PR #1385, opened 2018-03-11
Adding <meta> descriptions and Laravel's slug generator function with transliteration

johannsa:
Without additional dependencies we can fix the issue of some non-ASCII characters disappearing from the slugs (replaced by separator) by using the more complete slug() function on Illuminate\Support\Str. The entire namespace Flarum\Util, containing only Flarum\Util\Str, would be redundant and is marked as deprecate.

**Update: I have repurposed this PR to include my work on adding <meta> descriptions for the core and, on separate PR, for the flarum-ext-tags extension.**

What do you think about this?


johannsa:
@luceos That's fine. I made dropped the class and with this the whole Flarum\Util namespace is also gone.

I confirm that before this PR I did a search and I cannot find any remaining usages of Flarum\Util\Str within the core or the bundled extensions. There were many usages of the Illuminate/Support/Str though.

johannsa:
Note: This **may** close #194
But I think eventually the separator and style of URL (`https://discuss.flarum.org/d/187-word-association-game` vs `https://discuss.flarum.org/d/187`) should be made configurable.

src/Discussion/Discussion.php
```diff
@@ -461,6 +463,8 @@ public static function setStateUser(User $user)
     protected function setTitleAttribute($title)
     {
         $this->attributes['title'] = $title;
-        $this->slug = Str::slug($title);
+        $app = Application::getInstance();
+        $locale = $app->make(LocaleManager::class)->getLocale() ?? 'en';
```
franzliedke: This locale depends on the currently active user. Shouldn't we *always* use either `en` or at least the board's default language here, so that we get consistent results?

luceos: Good point, I think the default locale would make the most sense.

johannsa:
@franzliedke, @luceos The changes requested were made. Also, I am including the changes I was making to add <meta> description.

src/Discussion/Discussion.php
```diff
@@ -461,6 +464,24 @@ public static function setStateUser(User $user)
...
+     * Get the description.
+     *
+     * Returns the stored description (if any) or generates one based on startPost´s content.
+     *
+     * @param string $description
+     * @return string
+     */
+    protected function getDescriptionAttribute($description)
+    {
+        $description = ($description == null) ? $this->startPost->content : $description;
```
tobscure: This is gonna be inefficient when listing discussions D:

johannsa: @tobscure Are you referring to `$this->startPost->content`, right? The other option is to always have one (from discussion creation) on the database, not only when you (i.e.: via 3rd party extension) want to have a custom non-generated description there.

tobscure: Yeah I think we need to do something like this - any better ideas @franzliedke?

johannsa:
**Tasks**
- [ ] Uncommit the dist files.
- [ ] Make Flarum to store a generated (first 300 characters plus '...' if needed) description upon discussion creation and/or update.
- [ ] Make the migration to generate (and store) description for existing discussions.

franzliedke:
@johannsa Are you still interested in finishing this? We'd highly appreciate it. :smiley:

src/Discussion/Discussion.php
luceos: The line we're talking about could also have been improved with the null coalescence operator.

I, however, agree to store a generated description, but only if none is set beforehand.

tobscure:
@johannsa If you're interested in finishing this, could you please extract the **slug generation** changes into a separate PR which I consider ready to be merged. The **description** stuff needs more work.

franzliedke:
I extracted the switch to Laravel's slugger (that has basic transliteration support) into a new PR - #1975.

PR #1392, opened 2018-03-19
Always return a promise in PostStream#update

### LINKED ISSUE #1390: "Cannot read property 'then' of undefined" when posting reply
I posted a new post in https://discuss.flarum.org/d/6542-reactions-by-reflar, and the composer got stuck on loading while the post was successfully posted.

image

Error in console:
```js
Uncaught TypeError: Cannot read property 'then' of undefined
    at forum-def494fc.js:2133
    at forum-def494fc.js:553
    at thennable (forum-def494fc.js:544)
    at fire (forum-def494fc.js:551)
    at Deferred.self.resolve (forum-def494fc.js:526)
    at forum-def494fc.js:536
    at Array.map (<anonymous>)
    at finish (forum-def494fc.js:536)
    at forum-def494fc.js:558
    at thennable (forum-def494fc.js:544)
```

I looked at the error source and found it here:
```js
app.store
  .createRecord("posts")
  .save(data)
  .then(post => {
    if (app.viewingDiscussion(discussion)) {
      app.current.stream.update().then(function() { // <---- exception is thrown here
        return app.current.stream.goToNumber(post.number());
      });
    } else {
      var alert = void 0;
      var viewButton = Button.component({
        className: "Button Button--link",
        children: app.translator.trans("core.forum.composer_reply.view_button"),
        onclick: function onclick() {
          m.route(app.route.post(post));
          app.alerts.dismiss(alert);
        }
      });
    }
  });

```

datitisev:
_Most likely_ fixes #1390

Replaces `return` with `return Promise.resolve()` so a Promise is returned, but not an error (Promise.reject)

### DIFF
--- a/js/forum/src/components/PostStream.js
+++ b/js/forum/src/components/PostStream.js
@@ -122,7 +122,7 @@ class PostStream extends Component {
    * @public
    */
   update() {
-    if (!this.viewingEnd) return;
+    if (!this.viewingEnd) return Promise.resolve();
 
     this.visibleEnd = this.count();
 
--- a/js/forum/src/components/PostStream.js
+++ b/js/forum/src/components/PostStream.js
@@ -124,7 +124,6 @@ class PostStream extends Component {
   update() {
     if (!this.viewingEnd) return m.deferred().resolve().promise;
 
-
     this.visibleEnd = this.count();
 
     return this.loadRange(this.visibleStart, this.visibleEnd).then(() => m.redraw());
--- a/js/forum/src/components/PostStream.js
+++ b/js/forum/src/components/PostStream.js
@@ -122,7 +122,8 @@ class PostStream extends Component {
    * @public
    */
   update() {
-    if (!this.viewingEnd) return Promise.resolve();
+    if (!this.viewingEnd) return m.deferred().resolve().promise;
+
 
     this.visibleEnd = this.count();
 


franzliedke:
Can we rely on `Promise` being available globally? Does that need to be polyfilled? Is it already? Can we import it instead?

datitisev:
Promises are available in ES5, and that’s what we are using. They are probably Pollyfilled when compiling the code into the dist file anyway.

franzliedke:
I am not going to rely on a "probably". :wink: Let's wait for Toby's expertise.

@datitisev Thanks for jumping on this, in any case! :+1:

tobscure:
Mithril 0.2 doesn't use native Promises (nor do we include a polyfill). It uses its own implementation called [`m.deferred`](https://mithril.js.org/archive/v0.2.5/mithril.deferred.html).

Basically, I think it should be this:

```js
const deferred = m.deferred();
deferred.resolve();
return deferred.promise;
```

datitisev:
I think babel pollyfills them, as there are Promises in forum/dist.js file:

image

Seems like SystemJS uses Promises, so it should be fine if we do as well.
```sh
js/forum/dist/app.js-657-var System = {
js/forum/dist/app.js-658-    set: set,
js/forum/dist/app.js-659-    get: get,
js/forum/dist/app.js-660-    has: has,
js/forum/dist/app.js-661-    import: function(name) {
js/forum/dist/app.js:662:        return new Promise(function(resolve, reject) {
js/forum/dist/app.js-663-            var normalizedName = normalizeName(name, []);
js/forum/dist/app.js-664-            var mod = get(normalizedName);
js/forum/dist/app.js-665-            return mod ? resolve(mod) : load(name).then(function () {
js/forum/dist/app.js-666-                return get(normalizedName);
js/forum/dist/app.js-667-            });
```

datitisev:
Done!

tobscure:
Great thanks! According to the [`m.deferred`](https://mithril.js.org/archive/v0.2.5/mithril.deferred.html#signature) documentation, the `resolve` method returns void, but looks like you're correct and that's not :)

datitisev:
@tobscure Yeah, for a second I was going to do it like you said (and like the documentation said), but then looking at other code in PostStream made it look like one line was fine.

PR #1396, opened 2018-03-21
public path should not be writable, but base path should

luceos:
Franz please review.


luceos:
@franzliedke adding an empty config.php could also solve that.

tobscure:
@franzliedke could do, but is there any disadvantage to the base path being writeable - as long as all the files and subfolders are not writeable?

franzliedke:
Right, that makes sense. To be honest, file and folder permissions are not my strong suit. :wink:

PR #1397, opened 2018-03-21
Installer: add check for file existence & fix path resolving

datitisev:
- Adds check for if file exists
- Uses path output from `realpath($path) ?: stream_resolve_include_path($path) ?: $path)`
    - `realpath`, returns FALSE if 
        - path doesn't exist
        - running script doesn't have executable permissions on all directories in the hierarchy
    - `stream_resolve_include_path`, returns FALSE if
         - path doesn't exist (as far as I can tell)
    - `$path`

image


franzliedke:
Why would these directories not exist, though? They are in the flarum/flarum repository.

I don't really want to support the case of flarum/flarum not being in sync with flarum/core - that's mostly a beta problem anyway...

luceos:
@franzliedke that might be what you want, but let's consider the real life situation where people will do an actual upgrade from a previous version. Having this scenario only reduces support load in the long run.

Please understand I agree with not supporting all scenarios, but both @datitisev and I ran into this because we're both rather stupid and simply tried upgrading an existing installation.

src/Install/Prerequisite/WritablePaths.php
```diff
@@ -23,9 +23,15 @@ public function __construct(array $paths)
     public function check()
     {
         foreach ($this->paths as $path) {
-            if (! is_writable($path)) {
+            $filepath = (realpath($path) ?: stream_resolve_include_path($path) ?: $path);
```
franzliedke: Why the `stream_resolve_include_path`?

datitisev: It was the only other function I found similar to realpath that would work for permission errors. Both realpath and stream_resolve_include_path fail, however, if the dir doesn’t exist, so maybe just calculate that in is_writable?
And also maybe realpath is unnecessary, as we are using it to show the path of a nonwritable directory, when it doesn’t even work with nonwritable directories

datitisev:
@franzliedke Also, if someone accidentally deleted a directory, they would only get the permissions error, making them confused.
Furthermore, this also fixes the permissions error not showing a path because real path returned false when called with a nonwritable path, the point of the error.

datitisev:
Anything needed for this to be merged, or just waiting on related master development?

src/Install/Prerequisite/WritablePaths.php
tobscure: You're right, `realpath` will only work if the directory exists so not ideal here. `stream_resolve_include_path` is really doing something else completely, not right for this situation.

I would suggest adding a private function to this class called `getAbsolutePath` inspired by the function in this user comment: http://php.net/manual/en/function.realpath.php#84012

franzliedke:
@datitisev Thanks bunches!

datitisev:
@franzliedke No problem! 🙂

PR #1402, opened 2018-04-10
fixes log in without remember on master

luceos:
Currently dev-master has an issue with log in. This PR fixes that. The cause is a cookie generated `flarum_flarum_session` the double prefixing is generated inside the CookieFactory.

### DIFF
--- a/src/Http/Middleware/StartSession.php
+++ b/src/Http/Middleware/StartSession.php
@@ -40,7 +40,9 @@ class StartSession implements MiddlewareInterface
     protected $config;
 
     /**
-     * @param CookieFactory $cookie
+     * @param SessionHandlerInterface $handler
+     * @param CookieFactory           $cookie
+     * @param ConfigRepository        $config
      */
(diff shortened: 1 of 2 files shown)


src/Http/Middleware/StartSession.php
```diff
@@ -70,7 +72,7 @@ private function makeSession(Request $request)
         $cookieName = $this->cookie->getName($this->config['cookie']);
 
         return new Store(
-            $cookieName,
```
franzliedke: Can we let `$this->config['cookie']` be the value of `$cookieName` now? Alternatively, just inline it. ;)

tobscure: `$cookieName` is still used on line 77 though?

franzliedke: Precisely. Either make it be used twice, or inline the temp var, please. :wink:

tobscure: Ah, gotcha :)

franzliedke:
Feel free to merge, with or without my proposed change.

PR #1403, opened 2018-04-10
deprecations and type hinting

luceos:
removes some deprecated code and adds some type hinting compliant with php 7.0


tobscure:
I have just fixed this issue in an alternative way by upgrading everything to PSR-15 / stratigility 3.0, will PR later today. Thanks though :)

franzliedke:
See [my comment on that PR](https://github.com/flarum/core/pull/1404#issuecomment-380350809), I am not convinced we should use Stratigility 3.x.

luceos:
I guess we can move forward by merging this one as well then?

franzliedke:
This will be made obsolete when I finish #1416.

PR #1404, opened 2018-04-11
Use PSR-15 for middleware, update to zend-stratigility 3.x

tobscure:


franzliedke:
I am sorry, but I am against this.

I have been there, too - had it on my local machine and everything. But requiring PHP 7.1 turned me off. So I looked around for alternatives, found [northwoods/broker](https://github.com/northwoods/broker), where I submitted a [PR for path prefixing](https://github.com/northwoods/broker/pull/7) so that we can use that instead...

luceos:
I don't think php 7.1 should be that much of an issue. We are already upping beta 8 to 7.0; 7.1 is much further progressed and has even an increased performance gain; what are you arguments against it @franzliedke ?

tobscure:
One thing to consider is that by the time we release "stable" PHP 7.0 will likely be very close to EOL. http://php.net/supported-versions.php

That said, I don't mind what implementation we use as long as we can use PSR-15.

tobscure:
Also my apologise @franzliedke, I was not aware you were already updating to PSR-15. That's probably my bad, I might've missed you mentioning it? But nonetheless `master` was in a broken state and we can't do a whole lot while that's the case.

franzliedke:
The middleware stuff worked on my machine (hehe). What exactly was broken?

PR #1724, opened 2019-01-07
Allow extending UninstalledSite / Installer

luceos:

The goal of Flarum is to allow easy extensibility. In certain specific situations you might want to hook into the Installer or UninstalledSite as well. Currently there is absolutely no way of hooking any extender into it, even though the skeleton could be changed to allow that.

This PR adds a trait that moves the `extendWith` call and it's related array of ExtenderInterfaces outside of InstalledSite and adds it to UninstalledSite.

- [ ] Do we want to allow this?
- [ ] Do we want to use a trait/concern?

**Confirmed**

### DIFF
--- a/src/Foundation/Concerns/Extending.php
+++ b/src/Foundation/Concerns/Extending.php
@@ -1,5 +1,14 @@
 <?php
 
+/*
+ * This file is part of Flarum.
+ *
+ * (c) Toby Zerner <toby.zerner@gmail.com>
+ *
+ * For the full copyright and license information, please view the LICENSE
+ * file that was distributed with this source code.
+ */
+
 namespace Flarum\Foundation\Concerns;
 
 use Flarum\Foundation\SiteInterface;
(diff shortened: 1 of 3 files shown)


franzliedke:
My original plan (we're 80% there) was to decouple the installer as much as possible from Flarum's core, including from things like a Laravel container. That would mean running extenders in that "app" wouldn't work anymore.

Personally, I thought the way forward would be 1) decoupled installer, 2) enabling extensions **after** installing core, 3) running things like a converter. So 2) and 3) would happen when Flarum is already "installed", i.e. with an instance of `InstalledApp`.

We need to discuss this, probably best in a developer meeting.

frinkfromthedrink:
Sorry for jumping in here, but just thought I'd share my opinion. I personally feel that if people feel the need to hook into the extender, they can fork Flarum and customize it. Installers shouldn't need to be changed, and if people feel changes need made, the best way is a PR. Allowing people to modify the installer can open up security vulnerabilities that might not be noticed.

franzliedke:
Indeed. I think I'd rather have the installer as decoupled as possible from the rest of the application, and focus on setting up core and core only. This is so much simpler - and building alternative installers is still easily possible, especially with the changes in #1617.

@luceos I hope you can live with this. :smiley:

PR #1743, opened 2019-02-01
Improve test suite structure

franzliedke:
This is the promised revamp of the test suite.

Aims:
- **Separate unit from integration tests** so that the former can run quickly (you can do so with the `composer test:unit` shortcut.
- **Make integration tests independent.** The new infrastructure allows for setting up all necessary data ("fixtures") before each test run. Each test class defines a set of rows which are expected to be found in the database. We then truncate those tables, insert the relevant data, and voila. IMO, a good trade-off between performance (don't truncate everything!) and developer overhead (you need to remember to set up all required state in the `setUp()` method).
- **Do not run the installer on every test run.** Instead, developers (and Travis) should run a setup script (that makes use of the new `Installation` class) to setup a fully migrated database against which all integration tests (mostly testing the API right now) can run.

This means, the `DefaultInstallationTest` is now removed. IMO, this is an improvement, because previously the whole test suite depended on this test passing. It also wasn't doing much but taking a whole lot of time. We still get the basic "did the installer work?" to some degree by running the setup script first.

**Confirmed**

**Future improvements**

- Test the API, not controllers. This further decouples the tests from our codebase, which makes safe refactorings possible (a major goal of testing).
- Improve the setup script with more customizability (when needed) and more helpful output. I already worked a bit on making it quick-start-friendly, but maybe we can be even more friendly.


tests/integration/TestCase.php
```diff
@@ -0,0 +1,81 @@
...
+            );
+        }
+
+        return $this->database;
+    }
+
+    protected function prepareDatabase(array $tableData)
+    {
+        // We temporarily disable foreign key checks to simplify this process.
+        $this->database()->statement('SET FOREIGN_KEY_CHECKS = 0');
```
luceos:
```suggestion
        $this->database()->getSchemaBuilder()->disableForeignKeyConstraints();
```

That might be better cross-database-driver compatible ;)

tests/integration/TestCase.php
```diff
@@ -0,0 +1,81 @@
...
+            $this->database()->table($table)->truncate();
+        }
+
+        // Then, insert all rows required for this test case.
+        foreach ($tableData as $table => $rows) {
+            $this->database()->table($table)->insert($rows);
+        }
+
+        // And finally, turn on foreign key checks again.
+        $this->database()->statement('SET FOREIGN_KEY_CHECKS = 1');
```
luceos:
```suggestion
        $this->database()->getSchemaBuilder()->enableForeignKeyConstraints();
```

luceos:
> Basically, it was a preference-driven choice to differentiate between "real" namespaces and those I introduced to differentiate between types of tests / test suites.

I'm not sure I'm in favour of that preference. I'd rather not introduce something (new) developers/contributors have to be specifically taking into consideration.

I'll try to pull this in tomorrow and run it locally.

tobscure:
Nice @franzliedke, this is fantastic!

> Future improvements: Test the API, not controllers. This further decouples the tests from our codebase, which makes safe refactorings possible (a major goal of testing).

This excites me

PR #1744, opened 2019-02-04
Capsule manager

### LINKED ISSUE #1740: No database reconnector configured
## Bug Report

**Current Behavior**

Whenever you have long running processes that are cut off by the server (mysql settings), a `LogicException` is thrown because there's no reconnector available:

```
Lost connection and no reconnector available.
```

The origin of this is that we are instantiating the MySQL connection manually from within the DatabaseServiceProvider using the ConnectionFactory. This Factory compared to DatabaseManager (which is also available inside our vendor files) does not set up the reconnector.

You won't easily run into this, unless you have long running background tasks in cli. Eg I'm importing users, permission groups, discussions and posts using a testing database. At some point the connection is lost and Flarum cannot continue.

**Steps to Reproduce**

Write a command that inserts/duplicates something, eg users. Keep it running for at least 300k entries.

**Expected Behavior**
The connection is reconnected.

**Environment**
- Flarum version: dev-master/beta 9
- Webserver: nginx
- Hosting environment: local
- PHP version: 7.1

**Possible Solution**
I've considered adding the reconnector from the DatabaseServiceProvider. But just doing that might not be enough. Looking at the DatabaseManager, Laravel does far more than just set the connection. In addition I tested this locally and the issue persisted.

**Additional Context**
☕️

luceos:
**Fixes #1740**

This PR moves away from configuring our ConnectionInterface completely independently. Because this causes an issue when the database connection is lost. 

- [x] Is it OK to use the Capsule Manager instead of the DatabaseManager.

**Confirmed**


tobscure:
🎉

PR #1768, opened 2019-03-29
moved GetDisplayName event to User namespace

### LINKED ISSUE #1742: Move GetDisplayName to User namespace
The GetDisplayName event is stored under the src/Event, this is incorrect. The event is purely in use for the Flarum/User namespace and as such should be moved to Flarum/User/Event.

All related code has to change and a changelog item should be created.

luceos:
**Fixes #1742**

This is pretty straightforward.


luceos:
@franzliedke might as well merge this for beta 9 as well.

franzliedke:
Once we have an extender here, the event itself may be refactored away at any time. :smile: 

(It's not really a domain *event*, we just use the event mechanism to hook into the process of determining the right display name.)

PR #1773, opened 2019-04-15
Queue support

luceos:
**Relates to #978**

**TO DO**

- [ ] Rewrite mail handling, possibly using Mailables
- [ ] Document the driver configuration
- [ ] Create a test to check the sync driver works.

This PR adds queue ability, it sets the driver to sync by default. It will also enable the commands if the driver is something else than the sync or null driver.

Does this implementation comply to our conventions and do you foresee issues in extensibility.

**Confirmed**

**Required changes:**


luceos:
@flarum/core I have been considering adding a Configuring event here as well, to immediately override the default queue. Instead of needing to work with a `afterResolving` callback. What do you think?

tobscure:
Looks good, I think `afterResolving` is fine since its use should only be internal anyway (the public API should be an extender).

franzliedke:
I agree with @tobscure, the event shouldn't be necessary.

src/Queue/QueueServiceProvider.php
```diff
@@ -0,0 +1,77 @@
...
+    ];
+
+    public function register()
+    {
+        $this->app->singleton(ConnectorInterface::class, function ($app) {
+            return $app['queue']->connection();
+        });
+
+        $this->app->singleton(Factory::class, function ($app) {
+            $manager = new QueueManager($app);
```
franzliedke: Do we really benefit from the manager here? I don't think we need to support multiple queue backends, and using the manager just means that we'll have to translate extension configuration (e.g. settings in a GUI) into Laravel config and let the manager turn that into a connector instance. Why not turn our settings into a driver directly?

luceos: Makes sense, didn't even consider that. We don't even need the configuration, any listener that binds into the resolving of this binding can change what queue driver is being used.

luceos: Okay so simplifying the binding doesn't work, because the Mailer instance expects a Factory, not an implementation..

luceos: The Validator too. I've reverted my latest commits. Please review again @flarum/core .

luceos:
@franzliedke is this something we can take along for beta 9? :ninja:

luceos:
This is starting to become very ugly. The queue worker needs a cache and does so by resolving `cache` from ioc and then calling a method `driver()`. We don't use the cache manager.

```php
    protected function runWorker($connection, $queue)
    {
        $this->worker->setCache($this->laravel['cache']->driver());

        return $this->worker->{$this->option('once') ? 'runNextJob' : 'daemon'}(
            $connection, $queue, $this->gatherWorkerOptions()
        );
    }
```

I'll try to get an implementation done and then review how to improve all this.

luceos:
@franzliedke subtle request to give this PR a review 🤞

franzliedke:
Oh wow, this part of Laravel is indeed a bit too highly coupled. Thankfully, [change is on the horizon](https://github.com/laravel/framework/pull/29224). As we can't wait for that, I will experiment with alternatives in the meantime.

franzliedke:
I pushed a few commits that let us avoid the managers. Let me know what you think.

PR #1776, opened 2019-04-19
[BUGFIX] The avatar_path should be changed to avatar_url

lubobill1990:
In a previous commit, after avatar_path is renamed, this place is not changed.

The consequence is that, when avatar is uploaded, the previous image file is not deleted.

**Fixes #0000**

**Screenshot**

**Confirmed**

- [ x ] Frontend changes: tested on a local Flarum installation.
- [ x ] Backend changes: tests are green (run `php vendor/bin/phpunit`).

### DIFF
--- a/src/User/AvatarUploader.php
+++ b/src/User/AvatarUploader.php
@@ -11,6 +11,7 @@
 
 namespace Flarum\User;
 
+use Illuminate\Support\Arr;
 use Illuminate\Support\Str;
 use Intervention\Image\Image;
 use League\Flysystem\FilesystemInterface;
@@ -46,7 +47,7 @@ class AvatarUploader
 
     public function remove(User $user)
     {
-        $avatarPath = array_get($user->getAttributes(), 'avatar_url');
+        $avatarPath = Arr::get($user->getAttributes(), 'avatar_url');
 
         $user->afterSave(function () use ($avatarPath) {
             if ($this->uploadDir->has($avatarPath)) {
--- a/src/User/AvatarUploader.php
+++ b/src/User/AvatarUploader.php
@@ -46,7 +46,7 @@ class AvatarUploader
 
     public function remove(User $user)
     {
-        $avatarPath = $user->avatar_path;
+        $avatarPath = array_get($user->getAttributes(), 'avatar_url',);
 
         $user->afterSave(function () use ($avatarPath) {
             if ($this->uploadDir->has($avatarPath)) {
--- a/src/User/AvatarUploader.php
+++ b/src/User/AvatarUploader.php
@@ -46,7 +46,7 @@ class AvatarUploader
 
     public function remove(User $user)
     {
-        $avatarPath = array_get($user->getAttributes(), 'avatar_url',);
+        $avatarPath = array_get($user->getAttributes(), 'avatar_url');
 
         $user->afterSave(function () use ($avatarPath) {
             if ($this->uploadDir->has($avatarPath)) {


lubobill1990:
@luceos @franzliedke This is a bugfix, hope it be included to beta9

src/User/AvatarUploader.php
```diff
@@ -46,7 +46,7 @@ public function upload(User $user, Image $image)
 
     public function remove(User $user)
     {
-        $avatarPath = $user->avatar_path;
+        $avatarPath = array_get($user->getAttributes(), 'avatar_url');
```
luceos: Please import the Laravel Arr class and use `Arr::get()`.

Also this method might need a check whether the url has a protocol or not. There is a difference between `https://somestorage.com/avatar.png` vs `/assets/avatars/avatar.png`.

tobscure: @luceos do you think the `if ($this->uploadDir->has($avatarPath))` check will be sufficient?

luceos: My thought exactly @tobscure, I am not entirely sure though. What do you think @franzliedke?

lubobill1990: @luceos Already changed to Arr::get. So is it not preferred in flarum project to use functions without namespaces?

lubobill1990:
@luceos Any problems with this PR, I regard the fix is obvious.

src/User/AvatarUploader.php
luceos: Most Laravel helpers are deprecated in the framework itself. It won't make sense to keep them around as we'd have to refactor them in the future anyway.

src/User/AvatarUploader.php
```diff
@@ -46,7 +47,7 @@ public function upload(User $user, Image $image)
 
     public function remove(User $user)
     {
-        $avatarPath = $user->avatar_path;
+        $avatarPath = Arr::get($user->getAttributes(), 'avatar_url');
```
franzliedke: This breaks encapsulation of our model object. :confused: 

Instead, I think I would prefer to see a change to the `AvatarChanged` event to hold the following four values:
- the user whose avatar was changed
- the avatar
- the old `avatar_url` value
- the new `avatar_url` value

...and then implement avatar deletion in an event listener.

Thoughts?

lubobill1990: Because AvatarUploader.php is at the same encapsulation level, which means AvatarUploader can be seen as at the same package level with User.php, so I regard it's acceptable to call `Arr::get($user->getAttributes(), 'avatar_url');` in AvatarUploader.php.

Although, it also makes sense to put both old avatar_url and new avatar_url into AvatarChanged, and remove old avatar with listening to AvatarChanged event.

I suggest to accept this pull request first, because it's a bug rather than an enhancement. And make a new issue to make the enhancement. I'll do that issue then.

luceos:
I like the event. Makes it more extensible. Other than that I see no valid argument to make the logic more complex just for the sake of encapsulation.

luceos:
Go away Stalebot.

askvortsov1:
Considering 308f2c9efd4da9e78db0f14c594bc19c98e18519, should this be closed, or would y'all still like to see a PR to expand the event? @luceos

franzliedke:
You're right! Nice catch.

franzliedke:
@askvortsov1 That said, yeah, I wouldn't mind about a PR improving this with an event-based approach. As I said, it would improve encapsulation. Right now, we're reaching into the depths of the Eloquent model from the `AvatarUploader`.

__________________________________________________

#### [Task requirements]
Extract every line above containing the word "hook".

#### [Output for this exercise]
The goal of Flarum is to allow easy extensibility. In certain specific situations you might want to hook into the Installer or UninstalledSite as well. Currently there is absolutely no way of hooking any extender into it, even though the skeleton could be changed to allow that.
Sorry for jumping in here, but just thought I'd share my opinion. I personally feel that if people feel the need to hook into the extender, they can fork Flarum and customize it. Installers shouldn't need to be changed, and if people feel changes need made, the best way is a PR. Allowing people to modify the installer can open up security vulnerabilities that might not be noticed.
(It's not really a domain *event*, we just use the event mechanism to hook into the process of determining the right display name.)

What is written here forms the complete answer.